The song is a counterculture era anti-war anthem, criticizing militant patriotic behavior and those who support the use of military force without having to "pay the costs" themselves (either financially or by serving in a wartime military). The song, released during the Vietnam War, is not explicit in its criticism of that war in particular, but the clear attacks on the elite classes (the families that give birth to "fortunate sons") of United States and their withdrawal from the costs of nationalistic imperialism are easy to contextualize to that conflict.

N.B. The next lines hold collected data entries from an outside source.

PR #437, opened 2015-07-25
Change encoding of generated shim files to ASCII

rivy:
* change file encoding of the basic shim to be in a normal ASCII character set

.# DISCUSSION

Within PowerShell, `echo STRING > FILE` generates a file encoded in UCS-2-BOM format (or "Unicode", in PowerShell terminology). UCS-2 later morphed into the similar UTF-16 encoding format, and, within PowerShell, is treated as a "fuzzy equivalent" encoding. Problematically, these UCS-2 files are misinterpreted by CMD, which expects files using the ASCII (or "extended-ASCII") character encoding. And, in general, the UCS-2 format has many drawbacks when interpreted outside of a narrow PowerShell window. So, in general, it's best to stick to pure ASCII (or UTF-8, *without BOM*) encoded files, if at all possible.

PowerShell is perfectly comfortable interpreting ASCII / UTF-8 (no-BOM) files for scripts or for other general input files. So, in this case, we now use `STRING | out-file FILE -encoding oem` instead of `echo STRING > FILE` and `STRING | out-file FILE -encoding oem -append` instead of `echo STRING >> FILE`.

NOTE: ASCII (not "extended-ASCII") and UTF-8 (non-BOM) encoded files are exactly equivalent.

NOTE: "Extended-ASCII" is poorly defined, requiring an associated Windows Code Page designation to firmly establish the encoding.

ref: [Unicode UTF and BOM] http://www.unicode.org/faq/utf_bom.html @@ https://archive.is/TKnyk
ref: [Unicode and NET] http://csharpindepth.com/Articles/General/Unicode.aspx @@ https://archive.is/czs89


rivy:
@lukesampson , I've used "OEM" encoding in this patch to match the encoding used elsewhere within the code. But I'm unsure as to why "OEM" would be a better choice than just "Default" (which uses the default ANSI code page). Since the code is dealing with only ASCII characters everywhere that the encoding is used, I don't think that there's any difference anyway. But I'm still left wondering why "OEM" was chosen over "Default".

deevus:
I do recall there being an issue when `Default` encoding was used, but I can't remember where at this point.

rivy:
If you remember why `Default` is an issue, let me know. I'm still curious what it could be.

This code shouldn't be an issue anyway, given that it's using `OEM`, and that it's not functionally different from the original. It only increases the readability of the resulting shims.

deevus:
Are you able to fix the conflicts, then I'll merge it in?

rivy:
Done.

deevus:
:+1:

PR #438, opened 2015-07-25
Add `.editorconfig` style rules

rivy:
* re-enforce requested project file formats and basic character-level coding style
* emphasize the Win/DOS requirement that BAT/CMD files *must* have CRLF line endings

.# Discussion

Using [EditorConfig](http://editorconfig.org) style rules helps devs to maintain the file formatting and style of the project, even while using different editors. This minimizes the semi-invisible, but, paradoxically, visually noisy, whitespace differences between commits. It can also help enforce file format requirements (such as the Win/DOS CMD shell requiring CRLF line endings for correct functioning of BAT/CMD files).

### DIFF
--- a/.editorconfig
+++ b/.editorconfig
@@ -1,0 +1,21 @@
+# EditorConfig (is awesome): http://EditorConfig.org
+
+# * top-most EditorConfig file
+root = true
+
+# default style settings
+[*]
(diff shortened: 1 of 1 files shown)


deevus:
Good stuff :+1:

Issue #427, opened 2015-07-17
Can Scoop (or at least the apps) be made portable?


derrikcurran:
I'd like to be able to move the entire Scoop directory (including apps) to another machine without needing to worry about the shims pointing to the wrong locations. I have a development environment set up in a folder synced by Dropbox. It would be really nice to have every app I install via Scoop available on every computer I use just by adding the shims folder to my path.

lukesampson:
You can set the scoop install directory with `$env:SCOOP` [see here](https://github.com/lukesampson/scoop/issues/249).

If you can handle re-installing everything, you'd just uninstall scoop (`scoop uninstall scoop`), set `$env:scoop` to the new path, then re-install scoop.

If you've already installed apps under the default directory and you want to keep them, you'll need to update the shims after you move the directory. These are the steps I'd take:

1. Move `~/appdata/local/scoop` to the new location
3. Set $env:SCOOP to point to the new location (see #249 on how to persist this across sessions).
2. Add the new `shim` path to your path (and remove the old one)
3. Update the scoop.ps1 shim to point to the correct location
4. For each installed app (you can use `scoop list`) you need to run `scoop reset [app]` to fix the shim.

derrikcurran:
Thanks. I did get that far (though `scoop reset [app]`) hadn't occurred to me.) I suppose I can just write a script to do all that each time I switch machines. Would it be feasible to just generate the shims based on $env:SCOOP?

lukesampson:
I was thinking you'd make your dropbox folder path the same, so that you'd only have to do this once. It's safer and better performance to have the shims not use the environment variable.

derrikcurran:
Ah ok. The problem is that I'm forced to put Dropbox on different drive letters depending on the machine. Now that I think of it, this can be solved with symbolic links. Maybe it's too narrow a use case to mess with the shims. That said, It might be worth noting that using relative paths in the shims seems to work well. e.g. `$path = $PSScriptRoot + "\..\apps\vim\7.4\vim.exe"`.

deevus:
I've personally looked at this with a version of Scoop running on a flash drive. If shims were relative, it would be much easier. 

@lukesampson Do you see any problem with shims being relative when generated by Scoop?

lukesampson:
I think that would be ok if shims are relative.

lukesampson:
Would probably need to update `scoop which` as well though.

thoughton:
[...]

PR #443, opened 2015-07-27
Make shim paths relative

deevus:
Shim paths are now relative when created, and `scoop-which` was modified to work within this as well.

/cc #427


nightroman:
I am not sure it is related but would it be possible to allow manifests with relative paths to sources? Right now, if I am not mistaken, only full paths are supported.

Use case: I have some local tools with known locations and all I want is to install and uninstall them easily with scoop. It would be nice if I can keep a scoop manifest together with a tool archive (hence a relative path is needed).

PR #475, opened 2015-08-26
fix/improve Scoop-Alias and Scoop-Core tests

rivy:
* Scoop-Alias: remove erroneous output from dot-sourcing the source file
* Scoop-Alias: using "TestDrive:\" for mocked shimdir
  - reduced cleanup
  - improved robustness; excution is now independent of CWD
* Scoop-Core: corrected directory location code
  - improved robustness; execution is now independent of CWD


deevus:
Thanks :+1:

PR #479, opened 2015-08-28
add simple syntax checking for all PowerShell script/module files

rivy:
* checks all .ps1 and .psm1 files in the Project repository
* NOTE: this is just simple syntax checking, but it can catch a lot of simple mistakes


deevus:
This is great :+1:

Issue #451, opened 2015-08-08
Clear criteria for main bucket


deevus:
As mentioned in lukesampson/scoop-extras#112 ragel was added to extras since phantomjs and latex were already here. 

I thought this might be a good chance to reconsider any apps that could be better off in the main bucket, but I think we first need to be clear about what the criteria for the main bucket is.

Here's what I gather apps need to be:
- Open source (and have a license)
- Command line (not mutually exclusive)
- Portable (no installer required)
- No registry (generally no exceptions)

Anything I missed?

lukesampson:
Stable versions only

deevus:
@lukesampson You mentioned loosening up on the criteria for the main bucket. Should we update the documentation?

lukesampson:
Yes—I'm just not sure where the documentation is that you're referring to.

These are the latest requirements that I used in the [scoop-extras README](https://github.com/lukesampson/scoop-extras):

1. a reasonably well-known and widely used developer tool
1. the latest stable version of the program
1. a fairly standard install (e.g. uses a version-specific download URL, no elaborate pre/post install scripts)

I think that is relaxed enough.

Requirement 1 is a bit of a judgement call. I just don't think we should include stuff you whipped up on the weekend and you're still trying to find an audience for.

Requirement 3 kind of implies that portable installs are desirable. We have to allow for Python which only distribute an installer.

deevus:
I can perhaps go in scoop under a contributions section of the wiki, or in
the README

ShanConn:
I was browsing the winget repo and yep, msft is still as awful as always.

EqualDust:
love scoop, and msft even with a fairly standard install of calibre portable manages to get the install/uninstall borked. Gotta love that we as a community manage to ship better tools than msft paid professionals. https://github.com/microsoft/winget-cli/issues/1750

PR #482, opened 2015-08-30
add `pcregrep` to main bucket

rivy:
* command-line perl compatible grep
* see [pcre.org](http://pcre.org)
* BSD license; meets all criteria in issue #451


deevus:
Good stuff :+1:

Issue #481, opened 2015-08-30
`scoop update` causes errors if the scoop CMD shim is modified


rivy:
When `scoop update` is executed from the CMD line, the scoop CMD shim (`scoop.cmd`) is used to initiate execution, calling the scoop application. The scoop application then performs the update (which regenerates the CMD shim) and terminates. Upon exit from the scoop application, control flow returns to the newly regenerated CMD shim and execution continues to a final termination.

This process is most often completely benign because the CMD shim is usually regenerated with an identical copy. So, when control flow returns to the CMD shim and execution resumes, it continues along the known, expected path. However, if the regenerated CMD shim is *not* identical, control flow returns to an alternate location within the script, leading to a high likelihood of an unplanned and error-prone execution path on the way to final termination.

Control flow is well-defined when CMD shells out to another executable (.COM or .EXE) or calls another BAT/CMD script. The CMD shell reads and parses the hand-off statement, saving a pointer to the character location just past the end of the statement. Then the CMD shell executes the hand-off statement, transferring flow of control. When the called executable/script exits, control flow returns to the original script, reading and executing from the saved character location within the script file. Testing shows that if the hand-off statement is enclosed within a parenthesis statement block, that block is fully read, parsed, and kept in memory for execution upon return of control flow; flow of control is returned to the character location at the end of that block. Testing also shows that the location "end of statement" includes any single CRLF trailing the statement/block, if present.

Given this process by the CMD shell, it is extremely difficult to plan a well defined execution path after modifications are done to an executing script, since it is dependent on the modification and the original source file execution path. Creating a generic, well-functioning update method is essentially impossible unless we simplify the issue by disallowing return of execution to any newly modified code path. This can be accomplished in one of two ways: 1. handing off flow of control with no return by executing another BAT/CMD script without using `call` (aka, proxy execution); or 2. constructing a parenthesis-block which contains the hand-off and ends the script within the block itself (eg, via `goto :EOF`; this is the only alternative possible for hand-off to executables which are not BAT/CMD scripts). Going forward, using either of these two methods will allow any in-use modification of the `scoop` BAT/CMD shim, without limitation.

For past versions of `scoop`, we don't have either of the two simplifications in place. But we can use the fact that past shims were all constructed to hand-off to `scoop.ps1` using the last command in the script to give us a known control flow return location, eg, the character position one past the original CMD shim file size.

[...]

PR #486, opened 2015-09-01
add immediate in-process environment updates for CMD shell

### LINKED ISSUE #485: `scoop install ...` from the CMD shell requires a process restart for finalization
When running `scoop install ...` (or `scoop update ...`), environment changes are performed and persisted to the USER or MACHINE store. Within a PowerShell shell, the PROCESS environment is also updated, allowing for immediate use of the installed application (from the same shell command line). But, when used from the CMD shell, `scoop install ...` does not update the PROCESS environment. Because of this, a new CMD shell must be executed to finalize the environment changes and allow use of the installed application.

However, BAT/CMD scripts can persist environment changes to the CMD shell PROCESS environment. By leveraging that ability, it is possible to pass environment updates back up to a calling CMD process via "environment piping". To use "environment piping", a temporary file is created and passed to its child process. The child process adds the environment changes to the temporary file and then exits, returning control to the parent process. The parent process then processes the temporary file, adding the changes to the current CMD shell PROCESS environment.

This does mean that the parent process (the `scoop.cmd` shim) must execute significant code after the child process (the main scoop application) returns. This impacts upon the method used to allow safe modification of the scoop CMD shim during a `scoop update` (see Issue #481 and the solution in commit c86cb30ec2b851967c9d44aa88202b3bf64bda8f). It is difficult, if not impossible, to construct a parenthesis-block statement which can load the environment changes into the PROCESS environment and then exit cleanly. Because of this, it is necessary to switch to the proxy execution method mentioned in Issue #481 for safe CMD shim updates.

rivy:
**note:** Without PR #484, for this update only, must run `scoop update` twice to get the final working product.

* for CMD shells, during install or update, pass environment changes back up the call stack into the calling CMD shell process
* adds feature parity with the PowerShell shell to the CMD shell
  - allows immediate use of newly installed packages
  - starting a new CMD shell is *no longer required* prior to use of an installed/updated application
  - eg, `scoop install xxx` can be immediately followed by using `xxx`
* uses an environment variable pipe

* fixes #485

* note: variables set within the adjunctive install script are not captured unless the install script uses the env() subroutine
* note: due to increased code complexity, proxy execution is now required for safe CMD shim updating

.# Discussion

When running `scoop install ...` (or `scoop update ...`), environment changes are performed and persisted to the USER or MACHINE store. Within a PowerShell shell, the PROCESS environment is also updated, allowing for immediate use of the installed application (from the same shell command line). But, when used from the CMD shell, `scoop install ...` does not update the PROCESS environment. Because of this, a new CMD shell must be executed to finalize the environment changes and allow use of the installed application.

However, BAT/CMD scripts can persist environment changes to the CMD shell PROCESS environment. By leveraging that ability, it is possible to pass environment updates back up to a calling CMD process via "environment piping". To use "environment piping", a temporary file is created and passed to its child process. The child process adds the environment changes to the temporary file and then exits, returning control to the parent process. The parent process then processes the temporary file, adding the changes to the current CMD shell PROCESS environment.

This does mean that the parent process (the `scoop.cmd` shim) must execute significant code after the child process (the main scoop application) returns. This impacts upon the method used to allow safe modification of the scoop CMD shim during a `scoop update` (see Issue #481 and the solution in commit c86cb30). It is difficult, if not impossible, to construct a parenthesis-block statement which can load the environment changes into the PROCESS environment and then exit cleanly. Because of this, it is necessary to switch to the proxy execution method mentioned in Issue #481 for safe CMD shim updates.

### DIFF
--- a/bin/scoop.ps1
+++ b/bin/scoop.ps1
@@ -1,15 +1,21 @@
 #requires -v 3
-param($cmd)
+param(
+    [parameter(mandatory=$false)][string] $__CMDenvpipe = $null,
+    [parameter(mandatory=$false,position=0)] $__cmd,
+    [parameter(ValueFromRemainingArguments=$true)][array] $__args = @()
+    )
 
 set-strictmode -off
 
 . "$psscriptroot\..\lib\core.ps1"
 . (relpath '..\lib\commands')
 
+$env:SCOOP__CMDenvpipe = $__CMDenvpipe
+
 reset_aliases
 
 $commands = commands
 
-if (@($null, '-h', '--help', '/?') -contains $cmd) { exec 'help' $args }
-elseif ($commands -contains $cmd) { exec $cmd $args }
-else { "scoop: '$cmd' isn't a scoop command. See 'scoop help'"; exit 1 }
+if (@($null, '-h', '--help', '/?') -contains $__cmd) { exec 'help' $__args }
+elseif ($commands -contains $__cmd) { exec $__cmd $__args }
+else { "scoop: '$__cmd' isn't a scoop command. See 'scoop help'"; exit 1 }
--- a/lib/core.ps1
+++ b/lib/core.ps1
@@ -2,6 +2,8 @@ $scoopdir = $env:SCOOP, "~\appdata\local\scoop" | select -first 1
 $globaldir = $env:SCOOP_GLOBAL, "$($env:programdata.tolower())\scoop" | select -first 1
 $cachedir = "$scoopdir\cache" # always local
 
+$CMDenvpipe = $env:SCOOP__CMDenvpipe
+
 # helper functions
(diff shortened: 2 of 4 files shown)


lukesampson:
I'm not opposed to the idea of the .cmd shim refreshing the environment variables after execution, I just don't think this is the way to do it.

Better would be for the .cmd shim to call something like [this script from Chocolatey](https://github.com/chocolatey/chocolatey/blob/master/src/redirects/RefreshEnv.cmd) to reload environment variables after the shimmed program has been called.

I think this would achieve the same result, but it's much less complicated and doesn't require such broad and sweeping changes to the powershell code.

Or we could try to work out a way to call `SendMessageTimeout` (something like [this](http://stackoverflow.com/a/2479615/87453)) to refresh the environment. I had a go at this but couldn't get it to work.

PR #492, opened 2015-09-10
Corrected r.json and updated from R 3.1.1 to 3.1.3

alapala:
The R 3.1 binaries were moved to an `old` directory on CRAN mirrors, so I updated the URL. I also updated `r.json` to use 3.1.3 instead of 3.1.1.

Note that R 3.2 packages now seem to have `bin/R,1.exe` and `bin/R,2.exe` instead of `bin/R.exe` and `bin/Rscript.exe`, which I am not sure how to handle. Might be a good idea to shim the architecture-dependent executables instead.

### DIFF
--- a/bucket/r.json
+++ b/bucket/r.json
@@ -1,9 +1,9 @@
 {
     "homepage": "https://www.r-project.org",
-    "version": "3.1.1",
+    "version": "3.1.3",
     "license": "GPL2",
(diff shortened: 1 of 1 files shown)


lukesampson:
Thanks. Do packages still work after this change, or do we need to sort that out?

alapala:
Yup, R 3.1 still installs and is functional after this change

We do need to work out the installation of R 3.2, however. The executables come with different filenames that I don't quite understand.

PR #512, opened 2015-09-29
Shim askpass.exe

bcomnes:
Is there anything else required to create a shim?


lukesampson:
That should be all, thanks :+1:

PR #518, opened 2015-10-06
Create minisign.json

reelsense:
Minisign is a dead simple tool to sign files and verify signatures. Signature written by minisign can be verified using OpenBSD's signify tool.


lukesampson:
Cool, thanks :)

PR #1632, opened 2017-07-29
Fix checkver.re for sbt

asmgf:


r15ch13:
They change the URL and don't host it on bintray as it seems.

PR #1637, opened 2017-08-04
Added putty

camden7306:
putty is useful


r15ch13:
putty is already available in the extras bucket.
https://github.com/lukesampson/scoop-extras/blob/master/putty.json

You can add it like so: `scoop bucket add extras`

PR #1643, opened 2017-08-08
Add artifact v0.9.0.

matthewjberger:
[Artifact](https://github.com/vitiral/artifact) is a design document tool for developers. I figured it would fit the main bucket well because it's a standalone tool with a single executable. I can submit the manifest on the extras repo instead if it doesn't belong here though!


r15ch13:
I don't understand what it does, but sure why not :grin:

PR #1648, opened 2017-08-14
add cleanup command

jfmherokiller:
this pull request adds a cleanup command to scoop which will remove older versions of apps while preserving persistent data.

### DIFF
--- a/libexec/scoop-cleanup.ps1
+++ b/libexec/scoop-cleanup.ps1
@@ -1,0 +1,80 @@
+# Usage: scoop cleanup <app> [options]
+# Summary: Update apps, or Scoop itself
+# Help: 'scoop cleanup' cleans Scoop apps by removing old versions.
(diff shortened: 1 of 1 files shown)


libexec/scoop-cleanup.ps1
```diff
@@ -0,0 +1,80 @@
+# Usage: scoop cleanup <app> [options]
+# Summary: Update apps, or Scoop itself
```
h404bi: Should be `"Clean all or specific Scoop apps"`, instead of `"Update apps, or Scoop itself"`?

r15ch13:
@jfmherokiller  A bit late, but what does `fsutil.exe reparsepoint delete $file.FullName` do?
If I test this on file/directories with the `LinkType: HardLink` I get an Error: `The file or directory is not a reparse point.`

PR #1652, opened 2017-08-16
Allure: remove persist section

baev:
This pull request fixes https://github.com/allure-framework/allure2/issues/561


r15ch13:
In which way does it fix this issue? Do the configuration or plugins get outdated?

baev:
this folders are contains default configs and plugins, and should be updated for each release

r15ch13:
Okay

PR #1654, opened 2017-08-18
Suggest Git instead of depending on it

inosik:
That way, people using `git-with-openssh` won't end up with two versions of Git installed.


r15ch13:
Good idea 👍

PR #1658, opened 2017-08-22
Update rustup manifest to use new un/installer script block syntax.

matthewjberger:
This pull request updates the rustup manifest to use script blocks in the install and uninstall sections instead of creating them in the 'pre_install' section. Thanks to @r15ch13's idea [from this pull request](https://github.com/lukesampson/scoop/pull/1657).

### DIFF
--- a/bucket/rustup.json
+++ b/bucket/rustup.json
@@ -13,14 +13,6 @@
         ".cargo",
         ".rustup"
     ],
-    "pre_install": "
-        # Create the installation script
-        echo '& \"$dir\\rustup-init.exe\" -y --no-modify-path' | out-file $dir\\install-rustup.ps1
-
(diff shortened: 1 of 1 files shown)


r15ch13:
The script property isn't even necessary for the installer 😀
```json
    "installer": {
        "file": "rustup-init.exe",
        "keep": true,
        "args": [
            "-y",
            "--no-modify-path"
        ]
    },
```

matthewjberger:
When I tried that initially it opened up a new console window and failed with error code 121. Have you seen anything like that happen with previous apps?

r15ch13:
Hm, you're right, while using cmder it opens a new tab/window and fails.
Okay let's use your way 👍 (also because it shows the output in the same console 😀)

PR #1671, opened 2017-08-28
create apex/up

klauern:
I saw an apex.json, so the `up` command shouldn't be too far behind.  This is from [`apex/up`](https://github.com/apex/up), which is a service for deploying apps.  Compared to `apex`, `up` can deploy more single applications, and `apex` can install Functions-as-a-Service (Faas).


r15ch13:
Thanks 👍

r15ch13:
apex got downgraded by the update services because v0.15.0 is only a pre-release 😞

PR #1675, opened 2017-08-29
update haskell 8.2.1 / fix autoupdate / drop 32bit

rrelmy:
Haskell currently does not provide 32bit, the autoupdate part is
"commented out".

Original note from the haskell page
> The 8.2.1 platform release is for 64 bit Windows only, due to issues
> with GHC 8.2.1 on 32 bit Windows. Future releases are anticipated to
> resume 32 bit support.

### DIFF
--- a/bucket/haskell.json
+++ b/bucket/haskell.json
@@ -34,9 +34,6 @@
         "architecture": {
             "64bit": {
                 "url": "https://haskell.org/platform/download/$version/HaskellPlatform-$version-core-x86_64-setup.exe"
-            },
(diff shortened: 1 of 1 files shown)


r15ch13:
Except that `COMMENTED_OUT_UNTIL_32BIT_SUPPORT_IS_ADDED_AGAIN_32bit` is not valid according to the JSON Schema 😁

rrelmy:
Why not? 😁
I remove it and create a PR for it to be there when we need it

PR #1678, opened 2017-08-30
notepad-plus-plus 7.5.1

danijeljw:
Notepad++ was missing from the list of available applications to install


inosik:
Notepad++ already exists in the ["extras" bucket][extras]. You can add it with `scoop bucket add extras`.

  [extras]: https://github.com/lukesampson/scoop-extras

r15ch13:
@inosik is right :smile:
Closing this.

PR #1688, opened 2017-09-06
Ruby 2.4.1-2

alvr:
Update Ruby to v2.4.1-2

### DIFF
--- a/bucket/msys2.json
+++ b/bucket/msys2.json
@@ -20,6 +20,7 @@
             "msys2"
         ]
     ],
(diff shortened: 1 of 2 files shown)


r15ch13:
Nice! 👍 
I added some improvements to the setup.
It's now possible to use MSYS2 installed with scoop, instead of installing it with `ridk`.
Added some notes for clarification.

alvr:
Sorry for the late reply. Yes using the updated version of ruby and msys2 works perfectly.

PR #1824, opened 2017-11-08
Remove runcmda.exe from smartmontools

rasa:


rasa:
Installs ok with this patch

PR #1831, opened 2017-11-11
create go shims instead of adding dir to path var

jfmherokiller:
This change makes the script create shims in the scoop shims directory instead of adding another directory to the path env variable. I believe this might be prefered instead of adding to the path variable.


r15ch13:
Good idea. Thanks 👍

jfmherokiller:
i did it because i had my path environment variable cleaned and lost access to everything that appends to the path var

PR #1841, opened 2017-11-12
Update sqlite to use semver and fix hash

### LINKED ISSUE #1840: Hash check failed for sqlite
```
Installing 'sqlite' (3210000).
sqlite-tools-win32-x86-3210000.zip (1.6 MB) [=================================================] 100%
Checking hash of sqlite-tools-win32-x86-3210000.zip... Hash check failed for 'https://www.sqlite.org/2017/sqlite-tools-win32-x86-3210000.zip'.
Expected:
    bee05e6e3d6c15a4b149cf879596e602a025c0c622b862bc2a2a056003d2a64b
Actual:
    515b0230860e3557cafc9b1e1207349c10a8a823f82af6d769d86fee99df4681
```

brandon93s:
Fixes #1840 

- Update to use the actual semver (`3.21.0`)
- Fix hash

### DIFF
--- a/bucket/sqlite.json
+++ b/bucket/sqlite.json
@@ -1,9 +1,9 @@
 {
     "homepage": "https://www.sqlite.org/",
-    "version": "3210000",
+    "version": "3.21.0",
     "license": "Public Domain",
     "url": "https://www.sqlite.org/2017/sqlite-tools-win32-x86-3210000.zip",
-    "hash": "bee05e6e3d6c15a4b149cf879596e602a025c0c622b862bc2a2a056003d2a64b",
+    "hash": "515b0230860e3557cafc9b1e1207349c10a8a823f82af6d769d86fee99df4681",
     "extract_dir": "sqlite-tools-win32-x86-3210000",
     "bin": [
         "sqlite3.exe",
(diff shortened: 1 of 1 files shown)


brandon93s:
@r15ch13 - Do you know if this is intentionally locked to x86? If not, I'll open a separate PR to add x64/x86 architecture support.

r15ch13:
`$cleanVersion00` should work (See [sqlite.json history](https://github.com/lukesampson/scoop/commits/master/bucket/sqlite.json))

brandon93s:
I considered that, but don't think it's quite that simple in practice. Here is the format that they publish:

> For version 3.X.Y the filename encoding is 3XXYY00. For branch version 3.X.Y.Z, the encoding is 3XXYYZZ

`$cleanVersion` just strips the periods, but the file versions from sqlite will pad single digit values with a zero. Examples:

```sh
v3.21.0 -> 3-21-00-00 -> 3210000
# would add '000' to the end

v3.20.1 -> 3-20-01-00 -> 3200100
# would add '0' before '1' and add '00' to the end

v3.20.1.2 -> 3-20-01-02 -> 3200102
# would add '0' before '1' and '0' before '2'
```

If there is concern over the ugly RegEx being stable, I can revert and stick with the long-form version numbers instead of flipping to use the actual version. Thoughts?

r15ch13:
`[\s\S]+` that's clever! Just checked your regex on regex101.com 😁 
You're right about the version. Did read it myself some time ago and decided to use only the number. But with this nifty regex, we can change it. 👍

PR #1842, opened 2017-11-13
Maven: remove M2_HOME variable, do not persist conf

oltolm:
I have removed the `M2_HOME` environment variable, it is not used by Maven. Maven uses the `%USERPROFILE%\.m2` directory. The `conf` directory does not have to be persisted. It contains only examples and is not used by Maven. Maven uses configuration files in the `%USERPROFILE%\.m2` directory.

### DIFF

The song was inspired by the wedding of David Eisenhower, the grandson of President Dwight David Eisenhower, to Julie Nixon, the daughter of President Richard Nixon, in 1968. The song's author and singer, John Fogerty, told Rolling Stone:
Julie Nixon was hanging around with David Eisenhower, and you just had the feeling that none of these people were going to be involved with the war. In 1968, the majority of the country thought morale was great among the troops, and eighty percent of them were in favor of the war. But to some of us who were watching closely, we just knew we were headed for trouble.


Fogerty has since gone on to explain more about the initial origin of the song, while on the television show The Voice:
The thoughts behind this song - it was a lot of anger. So it was the Vietnam War going on... Now I was drafted and they're making me fight, and no one has actually defined why. So this was all boiling inside of me and I sat down on the edge of my bed and out came "It ain't me, it ain't me, I ain't no senator's son!" You know, it took about 20 minutes to write the song.